**Prompt**
Below are some entries. Copy each line that holds the string "changes".

**Material for this exercise**
- - - - -
PR #476, opened 2019-03-02
Delete obsolete code in http files

knowledge4igor:
It seems that this code is used and obsolete.


knowledge4igor:
@dennisjenkins75 Ok, I see, you are right, this method can be used for debugging purposes

PR #479, opened 2019-03-05
Fix data races in Async: whenAll and whenAny with input Args&&

knowledge4igor:


knowledge4igor:
@dennisjenkins75 Hello, please, can you re-run tests, it seems that there is yer another flaky test:
```
13: [ RUN      ] http_client_test.multiple_clients_with_one_request
13: terminate called after throwing an instance of 'std::runtime_error'
13:   what():  Connection error
13: Server address: localhost:38311
```

knowledge4igor:
@dennisjenkins75 I totally agree with you, I think should run on CI building Pistache with different sanitizers.

PR #481, opened 2019-03-08
Fix memory defects in http server tests

knowledge4igor:
In this PR I'm fixing memory defects in http server tests. At the current time we should explicitly set timeout to avoid memory defects on client. I will continue investigation of possible memory defects in client.


arthurafarias:
Why not put a default timeout in every request method instead of just the test case. This leak will occur when you repeat the same pattern try to get without being explicit and put a timeout in your request.

PR #1887, opened 2023-11-22
feat: Open AI Datasource

harshilp24:
## Checklist
I have:


website/docs/connect-data/reference/open-ai.md
```diff
@@ -0,0 +1,222 @@
...
+
+#### Messages
+
+<dd>
+
+Messages serve as input interactions between the user and the model. The roles include two types: **user** and **system**. You can create multiple messages of each type to make your conversation just the way you want. 
+
+* **user**: Input provided by the user to instruct or guide the model. For example, if you are using an Input widget to enter the prompt, you can use `{{Input1.text}}`.
+
+* **system**: The system message serves as a means to provide additional context, set guidelines, or convey the overall objective of the task. It helps shape the behavior of the model's responses. For example, you can use the system message to give personality to the responses or add task-specific instructions. For example, you can set system as:
```
dvj1988, line 84: System messages are usually added before the user message. Can you reorder this?

website/docs/connect-data/reference/open-ai.md
```diff
@@ -0,0 +1,222 @@
...
+
+*Options:*
+
+* **Float**: Returns the embeddings in float format.
+* **Base64**: Returns the embeddings encoded in Base64 format.
+
+</dd>
+
+
+You cannot directly bind the output to a widget, as this vector cannot be consumed on its own. Instead, you can store it in a specialized database called a Vector DB. Later, you can leverage these vectors for semantic search operations to retrieve related content based on the meaning of a query. For more information on embedding refer to the [OpenAI documentation.](https://platform.openai.com/docs/api-reference/embeddings/object)
```
dvj1988, line 153: I think we need to rephrase this.
> You cannot directly bind the output to a widget

The users can definitely bind it to a widget if they wish to but there is no point in doing so. This phrase sends a message that its is not possible.

I asked ChatGPT to rephrase this. 
```suggestion
While it is technically possible to bind the output of the embeddings API to a widget, doing so offers little practical value, as the vector representation is not meaningful for direct display in the UI. Instead, you can store it in a specialized database called a Vector DB. Later, you can leverage these vectors for semantic search operations to retrieve related content based on the meaning of a query. For more information on embedding refer to the [OpenAI documentation.](https://platform.openai.com/docs/api-reference/embeddings/object)
```

dvj1988 (commented):
Have just couple of comments. Rest looks good to me.

@bharath31 Please review this. You can check the vercel preview link.

danciaclara (dismissed):

danciaclara (approved):

PR #1986, opened 2023-12-14
feat: environment variables reference

jnikhila:
## Checklist
I have:


sharat87 (changes requested):
1. Can we use level-3 headers under level-2, instead of having level-4 under level-2 please?
2. I see `dd` tags without corresponding `dt` tags. Can we remove the `dd` tags since they don't seem to be necessary here?
3. All the env variables have a double underscore after `APPSMITH`. It should be one underscore only.

jnikhila:
> 1. Can we use level-3 headers under level-2, instead of having level-4 under level-2 please?
     _The heading level for environment variables is intentionally kept at level 4 to address formatting concerns. This ensures proper visual distinction between the main headings and subheadings, especially as all environment variable names are in uppercase. For comparison per se, I've updated one head so that we can visualize it. @danciaclara - let me know your thoughts too._
> 2. I see `dd` tags without corresponding `dt` tags. Can we remove the `dd` tags since they don't seem to be necessary here?
  _That is the formatting we are using across all reference docs._
> 3. All the env variables have a double underscore after `APPSMITH`. It should be one underscore only.
     _Fixed_

website/docs/getting-started/setup/environment-variables.md
```diff
@@ -0,0 +1,231 @@
...
+<dd>
+The secret key provided by Google reCAPTCHA that Google uses to verify the user input during communication between your server and the reCAPTCHA server. The secret is confidential and used in server-side code. Set this variable with the secret key provided by reCAPTCHA.
+</dd>
+
+
+## Database and session management
+
+Appsmith can connect to external providers for MongoDB and Redis. The associated environment variables ensure that Appsmith establishes a connection to external hosting rather than using the embedded MongoDB or Redis servers.
+
+#### `APPSMITH_MONGODB_URI`
```
jnikhila, line 170: @sharat87 - Could you please provide an example string that I can include here?

website/docs/getting-started/setup/environment-variables.md
```diff
@@ -0,0 +1,231 @@
...
+
+<dd>
+    Appsmith uses this variable to connect to an external MongoDB instance. Set it to the full MongoDB URI supplied by the hosting service. This enables Appsmith to store data in your MongoDB database, ensuring control and ownership of the application data.
+</dd>
+
+#### `APPSMITH_REDIS_URL`
```
jnikhila, line 176: @sharat87 - Could you please provide an example string that I can include here?

jnikhila:
@sharat87 - Added other envs. Available for final review. The heading level for all env variables is level 4. discussed this with @Dancia too. We agreed to keep it at level 4 to have a visual differentiation for headings and subheadings.

website/docs/getting-started/setup/environment-variables.md
```diff
@@ -0,0 +1,295 @@
...
+    This variable stores the Client ID provided by Google during OAuth 2.0 configuration. It's unique to your application, identifying you during the authentication process with Google's servers. Set this variable to the Google OAuth 2.0 Client ID available in your Google Cloud Platform console under the credentials section for your project.
+</dd>
+
+#### `APPSMITH_OAUTH2_GOOGLE_CLIENT_SECRET`
+
+<dd>
+    This variable holds the Client Secret provided by Google for OAuth 2.0. The secret is confidential and used in server-to-server communications. Assign this variable with the Google OAuth 2.0 Client Secret obtained from the Google Cloud Platform console where you configured your OAuth credentials.
+</dd>
+
+## Google OAuth
```
danciaclara, line 27:
```suggestion
## GitHub OAuth
```

danciaclara (changes requested):

danciaclara (approved):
- - - - -
**Solution**
sharat87 (changes requested):
danciaclara (changes requested):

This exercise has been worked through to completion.